## Requirement:
Pick out the lines below that contain the string "values" and copy them all.

## Provided records:
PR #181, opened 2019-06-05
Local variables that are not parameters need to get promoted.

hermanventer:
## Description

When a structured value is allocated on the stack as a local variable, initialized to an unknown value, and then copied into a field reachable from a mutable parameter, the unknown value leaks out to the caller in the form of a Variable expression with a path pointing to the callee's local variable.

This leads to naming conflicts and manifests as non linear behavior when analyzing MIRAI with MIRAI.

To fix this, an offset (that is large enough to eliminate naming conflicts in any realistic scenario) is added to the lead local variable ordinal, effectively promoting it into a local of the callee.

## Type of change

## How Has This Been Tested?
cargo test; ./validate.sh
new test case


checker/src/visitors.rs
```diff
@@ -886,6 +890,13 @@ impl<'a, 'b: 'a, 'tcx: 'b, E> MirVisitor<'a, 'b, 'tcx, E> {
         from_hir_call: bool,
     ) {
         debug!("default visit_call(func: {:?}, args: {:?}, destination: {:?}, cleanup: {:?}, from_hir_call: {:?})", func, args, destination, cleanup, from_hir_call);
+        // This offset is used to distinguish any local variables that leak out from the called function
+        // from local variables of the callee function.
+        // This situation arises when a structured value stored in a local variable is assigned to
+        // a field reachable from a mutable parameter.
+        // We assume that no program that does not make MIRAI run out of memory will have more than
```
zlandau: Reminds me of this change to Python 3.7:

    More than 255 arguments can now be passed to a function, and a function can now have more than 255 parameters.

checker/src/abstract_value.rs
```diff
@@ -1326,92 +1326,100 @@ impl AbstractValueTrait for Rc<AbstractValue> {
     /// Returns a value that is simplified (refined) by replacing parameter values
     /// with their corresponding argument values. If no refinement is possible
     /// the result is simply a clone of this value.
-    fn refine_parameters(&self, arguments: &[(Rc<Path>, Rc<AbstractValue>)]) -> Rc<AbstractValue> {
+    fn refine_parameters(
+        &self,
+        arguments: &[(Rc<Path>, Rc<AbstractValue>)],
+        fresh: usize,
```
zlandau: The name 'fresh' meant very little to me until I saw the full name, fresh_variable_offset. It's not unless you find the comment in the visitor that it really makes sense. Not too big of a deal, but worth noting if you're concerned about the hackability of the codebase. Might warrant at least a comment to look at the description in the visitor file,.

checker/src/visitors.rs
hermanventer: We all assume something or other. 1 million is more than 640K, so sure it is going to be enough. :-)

## The completed task:
     /// Returns a value that is simplified (refined) by replacing parameter values
     /// with their corresponding argument values. If no refinement is possible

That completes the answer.